═════ The data ═════

PR #210, opened 2022-06-14
Use new shumlib branch with support for Intel compilers

### LINKED ISSUE #106: shumlib always builds with gcc or clang
When I added the shumlib package a while back, I only configured the default `gcc` build (from UK MetOffice) and the `apple-clang`/`clang` build (added by me) in the spack package (`configs/repos/jedi/packages/shumlib/package.py`). It would be good to check if we can build shumlib with `Intel` as well, and add a guard for other compilers that don't have a config.

climbfuji:
Waiting on https://github.com/NOAA-EMC/spack/pull/103.

Fixes https://github.com/NOAA-EMC/spack-stack/issues/106.

CI tests were ok last night (which includes a ubuntu intel build). Will test again and also run some jedi-um code manually on one of the HPCs with Intel. The shumlib-GNU builds have been tested extensively in the past.

### DIFF
--- a/.gitmodules
+++ b/.gitmodules
@@ -1,9 +1,11 @@
 [submodule "spack"]
   path = spack
-  #url = https://github.com/spack/spack
-  #branch = develop
+  ##url = https://github.com/spack/spack
+  ##branch = develop
+  #url = https://github.com/NOAA-EMC/spack
+  #branch = release/jcsda_emc_release_v1
   url = https://github.com/NOAA-EMC/spack
-  branch = release/jcsda_emc_release_v1
+  branch = feature/shumlib_intel
 [submodule "doc/CMakeModules"]
   path = doc/CMakeModules
   url = https://github.com/noaa-emc/cmakemodules
--- a/.gitmodules
+++ b/.gitmodules
@@ -1,11 +1,9 @@
 [submodule "spack"]
   path = spack
-  ##url = https://github.com/spack/spack
-  ##branch = develop
-  #url = https://github.com/NOAA-EMC/spack
-  #branch = release/jcsda_emc_release_v1
+  #url = https://github.com/spack/spack
+  #branch = develop
   url = https://github.com/NOAA-EMC/spack
-  branch = feature/shumlib_intel
+  branch = release/jcsda_emc_release_v1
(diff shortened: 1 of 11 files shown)


.gitmodules
```diff
@@ -1,9 +1,11 @@
...
   path = spack
-  #url = https://github.com/spack/spack
-  #branch = develop
+  ##url = https://github.com/spack/spack
+  ##branch = develop
+  #url = https://github.com/NOAA-EMC/spack
+  #branch = release/jcsda_emc_release_v1
   url = https://github.com/NOAA-EMC/spack
-  branch = release/jcsda_emc_release_v1
+  branch = feature/shumlib_intel
```
climbfuji: Needs to be reverted after the spack PR is merged, as usual

kgerheiser (approved):

climbfuji:
Full CI tests passed last night - https://github.com/NOAA-EMC/spack-stack/pull/210/commits/ef6ad7ba48ca129c7a3372fcd9f67d4769abb9bf. Since then there has been only an informal update to include the previous PR (which I had already pulled in), i.e. no code changes. And one bugfix in the skylab template that isn't used by CI.

Currently building/testing on Hera with Intel. If that all works, ready to merge.

.gitmodules
```diff
@@ -1,9 +1,11 @@
 [submodule "spack"]
   path = spack
-  #url = https://github.com/spack/spack
-  #branch = develop
+  ##url = https://github.com/spack/spack
+  ##branch = develop
+  #url = https://github.com/NOAA-EMC/spack
+  #branch = release/jcsda_emc_release_v1
```
srherbener: Please remove commented out code, unless you still need these for experimentation. Thanks!

climbfuji: This will be reverted once the testing is complete, the spack PR is merged and the submodule pointer is updated. (This is how git submodules work.)

climbfuji: But we should probably remove the standing comment that we ultimately want to point to the authoritative spack repo at some point.

srherbener: Thanks for the explanation and sounds good to me.

srherbener (approved):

═════

Work to be completed: Lines after the one containing "Waiting on https://github.com/NOAA-EMC/spack/pull/103." are not wanted; repeat exactly each line above from the first up to and including it.

Exercise output:
PR #210, opened 2022-06-14
Use new shumlib branch with support for Intel compilers

### LINKED ISSUE #106: shumlib always builds with gcc or clang
When I added the shumlib package a while back, I only configured the default `gcc` build (from UK MetOffice) and the `apple-clang`/`clang` build (added by me) in the spack package (`configs/repos/jedi/packages/shumlib/package.py`). It would be good to check if we can build shumlib with `Intel` as well, and add a guard for other compilers that don't have a config.

climbfuji:
Waiting on https://github.com/NOAA-EMC/spack/pull/103.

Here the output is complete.